I just joined, well, rejoined this community yesterday. I was a member for a year or two when I first got hooked on classical music around eight years ago. But from age 19-24, I was distracted by graduate school and other things that people of that age are interested in (but might not admit to in public). But, now I am back.

I decided to start writing a blog because I am working full time on composition currently. I am in a band that I formed with a good friend, called The HK Alliance (my last name is Kearney, his is Hersch). We write music in the progressive rock vein, that is, we seek to broaden the horizons of popular music. However, we don't sound like "Prog Rock" that much.

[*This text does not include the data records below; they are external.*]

Issue #671, opened 2025-01-08
New nightly test failure for NumPy 2.3.0dev0 on 08/01/2024


agriyakhetarpal:
The traceback is as follows:

```bash
_____________________________________________________________________________ test_dtypes _____________________________________________________________________________
[gw10] darwin -- Python 3.12.7 /Users/agriyakhetarpal/Desktop/autograd/.nox/nightly-tests/bin/python3

    def test_dtypes():
        def f(x):
            return np.real(np.sum(x**2))
    
        # Array y with dtype np.float32
        y = np.random.randn(10, 10).astype(np.float32)
>       assert grad(f)(y).dtype.type is np.float32
E       AssertionError: assert <class 'numpy.float64'> is <class 'numpy.float32'>
E        +  where <class 'numpy.float64'> = dtype('float64').type
E        +    where dtype('float64') = array([[ 0.99342829, -0.2765286 ,  1.29537714,  3.04605961, -0.46830675,\n        -0.46827391,  3.15842557,  1.53486943...8995, -1.40410614, -0.65532428, -0.78421628,\n        -2.92702985,  0.59224057,  0.52211052,  0.01022691, -0.46917427]]).dtype
E        +      where array([[ 0.99342829, -0.2765286 ,  1.29537714,  3.04605961, -0.46830675,\n        -0.46827391,  3.15842557,  1.53486943...8995, -1.40410614, -0.65532428, -0.78421628,\n        -2.92702985,  0.59224057,  0.52211052,  0.01022691, -0.46917427]]) = <function unary_to_nary.<locals>.nary_operator.<locals>.nary_f at 0x131754680>(array([[ 0.49671414, -0.1382643 ,  0.64768857,  1.5230298 , -0.23415338,\n        -0.23413695,  1.5792128 ,  0.7674347 ....32766214, -0.39210814,\n        -1.4635149 ,  0.2961203 ,  0.26105526,  0.00511346, -0.23458713]],\n      dtype=float32))
E        +        where <function unary_to_nary.<locals>.nary_operator.<locals>.nary_f at 0x131754680> = grad(<function test_dtypes.<locals>.f at 0x1317540e0>)
E        +  and   <class 'numpy.float32'> = np.float32

tests/test_wrappers.py:272: AssertionError
```

Also reported in CI: https://github.com/HIPS/autograd/actions/runs/12663833691/job/35291033097

[...]

PR #678, opened 2025-02-17
Add Linux arm64 CI, pin GitHub Actions to hashes

agriyakhetarpal:
# Description

- Linux arm64 runners are now generally available for GitHub Actions usage.
- Pins all GitHub Actions used to their hashes instead of using their versions.

# Additional context

- https://github.blog/changelog/2025-01-16-linux-arm64-hosted-runners-now-available-for-free-in-public-repositories-public-preview/
- https://docs.github.com/en/actions/security-for-github-actions/security-guides/security-hardening-for-github-actions

### DIFF
--- a/.github/workflows/check.yml
+++ b/.github/workflows/check.yml
@@ -28,10 +28,10 @@ jobs:
       # - lint
         - validate-package
     steps:
-    - uses: actions/checkout@v4
-    - uses: actions/setup-python@v5.1.1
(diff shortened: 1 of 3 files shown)


agriyakhetarpal:
xref https://github.com/actions/setup-python/issues/1010 and https://github.com/actions/setup-python/pull/1011 for enabling PyPy on Linux arm64. I can do that when there's a new release. Merging this as all tests pass, as expected  – nightly failures are tracked in #671 already.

Most of our influence is 20th Century classical music, mainly the early century tonal stretches via Ravel, Bartok, etc. We also incorporate some atonality. But we always keep it fun and pleasing to the average listener.

I compose most of the works, and my partner works to instrumentate them with his synthesizer. More importantly, he tells me if what I have written is too "out there" for the average audience. So we make a good team.

I also compose on my own to let out my desire for more experiential themes. I have three works in my Opus catalog right now. I am finishing up a suite for Piano & Wind Instruments which has been a lot of fun to work on.

I look forward to competing in the composer competitions here as well as meeting other people, young and old, who like classical music.

I may only like 20th Century Classical, but I would never claim that it is "better" than the music before it, nor am I the type to start fights and pick on people, which I know is a problem in some internet forums, so you can be assured I won't stoop to that level.

I am happy to be here and look forward to meeting you all.

Evan K.


----------